» EXERCISE INSTRUCTIONS
Below are some records; output exactly the lines from the line with "PR #1518, opened 2026-08-08" to the line with "the fields yet.", both ends kept, and nothing more.

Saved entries
Issue #1436, opened 2026-07-25
[Docs] add Note previews


roblesi:
All the screenshots are flagship, we should have both in the docs.

PR #1518, opened 2026-08-08
feat(plugins): plugin-previews.json seed for all 51 registry plugins + daily sync

jeffredodd:
**PR 3 of 4** of the board-previews project (refs #1436). Stacked on #1509 — when that merges this retargets to `main` automatically.

## What

- **`plugin-previews.json`** — the central seed: `teaser` + flagship **and** note literal previews for all 51 registry plugins, in the exact contract #1509 defines. The docs site renders this when a plugin's own manifest doesn't declare the fields yet.
- **`scripts/sync_plugin_previews.py`** — the merge that makes "seed now, backfill later" safe: manifest `teaser`/`previews` win, seed entries are the fallback, and entries are removed only when a plugin leaves the registry. An invalid or half-adopted manifest declaration warns and keeps the existing entry — adopting can only upgrade, never regress.
- **`scheduled-maintenance.yml`** — the sync runs in the existing daily plugin-stats job and commits alongside `plugin-stats.json`.
- **`tests/test_sync_plugin_previews.py`** — 21 tests: seed integrity (every registry plugin present, teaser valid, previews valid, flagship+note coverage — the #1436 requirement, now guarded in CI) and the resolution-order rules.

## How the seed was generated

- Flagship rows port the hand-authored `PLUGIN_DISPLAYS` entries from `web/tests/generate-screenshots.spec.ts` where they exist (25 plugins; `baywheels` → `lyft_bike_share` id mapped).
- Everything else — including **every note board** — was rendered through the real `TemplateEngine` (`render_lines` with each demo's `line_metadata`) using the plugin's own `demo` templates and declared variable `example` values, then hand-polished where examples were placeholders (`hacker_news` `???`s, `sun_art`/`visual_clock`/`white_noise`/`generative_ai_art` note boards, `disney_parks_times` note) or truncated mid-word (`volcano`, `word_of_day`, `spacecraft_launches`, `health`, `last_fm`, `stocks` note).
- All 51 teasers are hand-authored, ≤15 tiles.
- The whole file validates against `src/plugins/previews.py` — zero errors, and the integrity tests keep it that way.

The sync script imports only stdlib + `src.plugins.previews` (itself stdlib-only), so it runs on a bare runner with no pip install — same pattern as `fetch_plugin_stats.py`.

## Verified

- `pytest tests/test_sync_plugin_previews.py tests/test_plugin_previews.py tests/test_manifest_previews.py tests/test_plugin_validation.py` — 168 passed (in the dev container)
- `ruff check` + `ruff format --check` clean at the pinned 0.16.1

Per the design doc, `PLUGIN_DISPLAYS` deletion waits until PR 4 lands and the screenshot pass becomes dead code.

### DIFF
--- a/.github/workflows/scheduled-maintenance.yml
+++ b/.github/workflows/scheduled-maintenance.yml
@@ -7,7 +7,9 @@ name: 'Scheduled: Maintenance'
 #
 # Jobs:
 #   - plugin-stats   : daily refresh of docs-site/static/plugin-stats.json
-#                      (was .github/workflows/plugin-stats.yml)
+#                      (was .github/workflows/plugin-stats.yml) and of
+#                      plugin-previews.json (manifest teaser/previews win,
+#                      seed entries are the fallback)
 #   - security-scan  : weekly bandit + pip-audit sweep of plugin-registry
 #                      repos, opens/updates an issue on findings
 #                      (was .github/workflows/registry-scan.yml)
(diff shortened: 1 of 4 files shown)


jeffredodd:
Per maintainer feedback the note previews were too plain next to the flagship boards — all 47 text-only note boards in the seed were redesigned with color: full banners (weather, air quality, tornado warning), plugin-hued title accent chips, data-colored values (on-time green / delay red / UV orange), and the existing art gradients, with deliberate variety so the note column doesn't read as one template. The 50 plugin-repo backfill PR branches were refreshed to match (46 updated, 4 already colorful), and the bundled plugins on #1509 got the same treatment.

» RESULT FOR THIS EXERCISE
PR #1518, opened 2026-08-08
feat(plugins): plugin-previews.json seed for all 51 registry plugins + daily sync

jeffredodd:
**PR 3 of 4** of the board-previews project (refs #1436). Stacked on #1509 — when that merges this retargets to `main` automatically.

## What

- **`plugin-previews.json`** — the central seed: `teaser` + flagship **and** note literal previews for all 51 registry plugins, in the exact contract #1509 defines. The docs site renders this when a plugin's own manifest doesn't declare the fields yet.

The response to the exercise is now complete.